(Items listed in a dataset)
================================

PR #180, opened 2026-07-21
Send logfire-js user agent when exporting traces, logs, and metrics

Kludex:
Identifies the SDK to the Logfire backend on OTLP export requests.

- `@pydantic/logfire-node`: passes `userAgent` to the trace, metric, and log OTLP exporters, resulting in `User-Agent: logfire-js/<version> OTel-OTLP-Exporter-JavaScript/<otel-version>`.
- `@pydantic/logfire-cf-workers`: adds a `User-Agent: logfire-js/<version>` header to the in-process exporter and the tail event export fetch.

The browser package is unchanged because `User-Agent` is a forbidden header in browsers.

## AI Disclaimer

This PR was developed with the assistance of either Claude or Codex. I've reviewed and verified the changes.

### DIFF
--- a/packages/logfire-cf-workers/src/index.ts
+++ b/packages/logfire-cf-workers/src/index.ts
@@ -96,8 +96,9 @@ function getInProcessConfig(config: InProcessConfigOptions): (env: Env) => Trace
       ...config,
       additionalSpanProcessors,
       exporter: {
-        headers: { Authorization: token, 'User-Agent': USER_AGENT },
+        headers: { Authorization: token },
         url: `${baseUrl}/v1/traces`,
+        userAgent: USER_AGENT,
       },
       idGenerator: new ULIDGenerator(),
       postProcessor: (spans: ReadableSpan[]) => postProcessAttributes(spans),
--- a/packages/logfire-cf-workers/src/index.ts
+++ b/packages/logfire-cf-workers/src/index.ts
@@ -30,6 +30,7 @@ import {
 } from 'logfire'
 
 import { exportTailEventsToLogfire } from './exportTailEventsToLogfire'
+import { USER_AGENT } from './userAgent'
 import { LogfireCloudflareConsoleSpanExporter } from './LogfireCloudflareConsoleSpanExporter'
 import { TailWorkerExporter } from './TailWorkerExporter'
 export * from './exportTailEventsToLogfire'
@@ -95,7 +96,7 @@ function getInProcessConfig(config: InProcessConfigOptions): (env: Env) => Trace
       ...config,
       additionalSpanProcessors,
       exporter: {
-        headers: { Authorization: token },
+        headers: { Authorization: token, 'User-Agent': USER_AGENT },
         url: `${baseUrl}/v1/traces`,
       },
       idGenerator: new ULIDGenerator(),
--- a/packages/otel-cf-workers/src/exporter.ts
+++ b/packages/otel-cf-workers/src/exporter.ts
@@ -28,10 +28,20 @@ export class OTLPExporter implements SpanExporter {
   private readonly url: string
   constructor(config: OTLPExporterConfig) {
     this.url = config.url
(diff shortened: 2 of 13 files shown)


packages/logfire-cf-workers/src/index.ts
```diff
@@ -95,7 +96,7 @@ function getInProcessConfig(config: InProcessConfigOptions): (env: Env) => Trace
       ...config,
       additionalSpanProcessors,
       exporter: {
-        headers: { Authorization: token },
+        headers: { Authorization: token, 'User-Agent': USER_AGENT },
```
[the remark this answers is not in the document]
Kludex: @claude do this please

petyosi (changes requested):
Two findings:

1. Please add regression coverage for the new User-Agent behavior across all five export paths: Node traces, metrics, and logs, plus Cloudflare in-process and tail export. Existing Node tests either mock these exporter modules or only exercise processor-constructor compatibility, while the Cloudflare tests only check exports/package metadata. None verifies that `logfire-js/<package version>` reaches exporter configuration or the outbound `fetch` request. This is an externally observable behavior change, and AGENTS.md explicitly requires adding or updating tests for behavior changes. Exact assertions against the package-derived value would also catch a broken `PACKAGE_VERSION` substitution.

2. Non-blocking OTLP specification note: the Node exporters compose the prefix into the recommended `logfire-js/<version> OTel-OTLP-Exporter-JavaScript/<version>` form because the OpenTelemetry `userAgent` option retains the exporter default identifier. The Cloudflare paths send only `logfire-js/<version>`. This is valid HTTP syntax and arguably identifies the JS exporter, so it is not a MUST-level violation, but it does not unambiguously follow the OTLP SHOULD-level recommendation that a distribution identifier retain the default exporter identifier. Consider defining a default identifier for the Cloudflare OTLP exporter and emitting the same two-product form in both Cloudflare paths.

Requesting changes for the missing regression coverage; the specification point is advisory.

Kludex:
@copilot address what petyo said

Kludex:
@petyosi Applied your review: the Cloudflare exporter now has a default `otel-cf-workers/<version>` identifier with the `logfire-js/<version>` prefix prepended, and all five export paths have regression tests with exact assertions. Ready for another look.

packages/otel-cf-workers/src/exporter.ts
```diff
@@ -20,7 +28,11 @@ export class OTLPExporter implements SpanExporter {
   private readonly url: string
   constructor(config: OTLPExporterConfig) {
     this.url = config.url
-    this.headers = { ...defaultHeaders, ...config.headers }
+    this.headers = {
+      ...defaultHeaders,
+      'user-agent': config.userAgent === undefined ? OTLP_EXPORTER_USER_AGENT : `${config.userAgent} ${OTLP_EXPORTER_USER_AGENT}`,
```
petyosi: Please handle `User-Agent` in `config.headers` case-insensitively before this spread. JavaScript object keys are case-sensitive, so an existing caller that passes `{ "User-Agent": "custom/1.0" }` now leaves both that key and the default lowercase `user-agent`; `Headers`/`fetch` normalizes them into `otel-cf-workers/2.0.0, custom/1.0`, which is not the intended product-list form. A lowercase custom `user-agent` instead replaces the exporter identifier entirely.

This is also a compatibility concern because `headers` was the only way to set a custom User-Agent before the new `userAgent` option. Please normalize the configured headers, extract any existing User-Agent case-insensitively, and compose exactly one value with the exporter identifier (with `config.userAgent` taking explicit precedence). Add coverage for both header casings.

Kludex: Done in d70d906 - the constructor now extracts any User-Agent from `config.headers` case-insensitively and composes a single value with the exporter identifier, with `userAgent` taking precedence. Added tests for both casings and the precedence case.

================================

Exercise:
Each entry is to be retyped precisely as it stands.

Expected answer:
PR #180, opened 2026-07-21
Send logfire-js user agent when exporting traces, logs, and metrics

Kludex:
Identifies the SDK to the Logfire backend on OTLP export requests.

- `@pydantic/logfire-node`: passes `userAgent` to the trace, metric, and log OTLP exporters, resulting in `User-Agent: logfire-js/<version> OTel-OTLP-Exporter-JavaScript/<otel-version>`.
- `@pydantic/logfire-cf-workers`: adds a `User-Agent: logfire-js/<version>` header to the in-process exporter and the tail event export fetch.

The browser package is unchanged because `User-Agent` is a forbidden header in browsers.

## AI Disclaimer

This PR was developed with the assistance of either Claude or Codex. I've reviewed and verified the changes.

### DIFF
--- a/packages/logfire-cf-workers/src/index.ts
+++ b/packages/logfire-cf-workers/src/index.ts
@@ -96,8 +96,9 @@ function getInProcessConfig(config: InProcessConfigOptions): (env: Env) => Trace
       ...config,
       additionalSpanProcessors,
       exporter: {
-        headers: { Authorization: token, 'User-Agent': USER_AGENT },
+        headers: { Authorization: token },
         url: `${baseUrl}/v1/traces`,
+        userAgent: USER_AGENT,
       },
       idGenerator: new ULIDGenerator(),
       postProcessor: (spans: ReadableSpan[]) => postProcessAttributes(spans),
--- a/packages/logfire-cf-workers/src/index.ts
+++ b/packages/logfire-cf-workers/src/index.ts
@@ -30,6 +30,7 @@ import {
 } from 'logfire'
 
 import { exportTailEventsToLogfire } from './exportTailEventsToLogfire'
+import { USER_AGENT } from './userAgent'
 import { LogfireCloudflareConsoleSpanExporter } from './LogfireCloudflareConsoleSpanExporter'
 import { TailWorkerExporter } from './TailWorkerExporter'
 export * from './exportTailEventsToLogfire'
@@ -95,7 +96,7 @@ function getInProcessConfig(config: InProcessConfigOptions): (env: Env) => Trace
       ...config,
       additionalSpanProcessors,
       exporter: {
-        headers: { Authorization: token },
+        headers: { Authorization: token, 'User-Agent': USER_AGENT },
         url: `${baseUrl}/v1/traces`,
       },
       idGenerator: new ULIDGenerator(),
--- a/packages/otel-cf-workers/src/exporter.ts
+++ b/packages/otel-cf-workers/src/exporter.ts
@@ -28,10 +28,20 @@ export class OTLPExporter implements SpanExporter {
   private readonly url: string
   constructor(config: OTLPExporterConfig) {
     this.url = config.url
(diff shortened: 2 of 13 files shown)


packages/logfire-cf-workers/src/index.ts
```diff
@@ -95,7 +96,7 @@ function getInProcessConfig(config: InProcessConfigOptions): (env: Env) => Trace
       ...config,
       additionalSpanProcessors,
       exporter: {
-        headers: { Authorization: token },
+        headers: { Authorization: token, 'User-Agent': USER_AGENT },
```
[the remark this answers is not in the document]
Kludex: @claude do this please

petyosi (changes requested):
Two findings:

1. Please add regression coverage for the new User-Agent behavior across all five export paths: Node traces, metrics, and logs, plus Cloudflare in-process and tail export. Existing Node tests either mock these exporter modules or only exercise processor-constructor compatibility, while the Cloudflare tests only check exports/package metadata. None verifies that `logfire-js/<package version>` reaches exporter configuration or the outbound `fetch` request. This is an externally observable behavior change, and AGENTS.md explicitly requires adding or updating tests for behavior changes. Exact assertions against the package-derived value would also catch a broken `PACKAGE_VERSION` substitution.

2. Non-blocking OTLP specification note: the Node exporters compose the prefix into the recommended `logfire-js/<version> OTel-OTLP-Exporter-JavaScript/<version>` form because the OpenTelemetry `userAgent` option retains the exporter default identifier. The Cloudflare paths send only `logfire-js/<version>`. This is valid HTTP syntax and arguably identifies the JS exporter, so it is not a MUST-level violation, but it does not unambiguously follow the OTLP SHOULD-level recommendation that a distribution identifier retain the default exporter identifier. Consider defining a default identifier for the Cloudflare OTLP exporter and emitting the same two-product form in both Cloudflare paths.

Requesting changes for the missing regression coverage; the specification point is advisory.

Kludex:
@copilot address what petyo said

Kludex:
@petyosi Applied your review: the Cloudflare exporter now has a default `otel-cf-workers/<version>` identifier with the `logfire-js/<version>` prefix prepended, and all five export paths have regression tests with exact assertions. Ready for another look.

packages/otel-cf-workers/src/exporter.ts
```diff
@@ -20,7 +28,11 @@ export class OTLPExporter implements SpanExporter {
   private readonly url: string
   constructor(config: OTLPExporterConfig) {
     this.url = config.url
-    this.headers = { ...defaultHeaders, ...config.headers }
+    this.headers = {
+      ...defaultHeaders,
+      'user-agent': config.userAgent === undefined ? OTLP_EXPORTER_USER_AGENT : `${config.userAgent} ${OTLP_EXPORTER_USER_AGENT}`,
```
petyosi: Please handle `User-Agent` in `config.headers` case-insensitively before this spread. JavaScript object keys are case-sensitive, so an existing caller that passes `{ "User-Agent": "custom/1.0" }` now leaves both that key and the default lowercase `user-agent`; `Headers`/`fetch` normalizes them into `otel-cf-workers/2.0.0, custom/1.0`, which is not the intended product-list form. A lowercase custom `user-agent` instead replaces the exporter identifier entirely.

This is also a compatibility concern because `headers` was the only way to set a custom User-Agent before the new `userAgent` option. Please normalize the configured headers, extract any existing User-Agent case-insensitively, and compose exactly one value with the exporter identifier (with `config.userAgent` taking explicit precedence). Add coverage for both header casings.

Kludex: Done in d70d906 - the constructor now extracts any User-Agent from `config.headers` case-insensitively and composes a single value with the exporter identifier, with `userAgent` taking precedence. Added tests for both casings and the precedence case.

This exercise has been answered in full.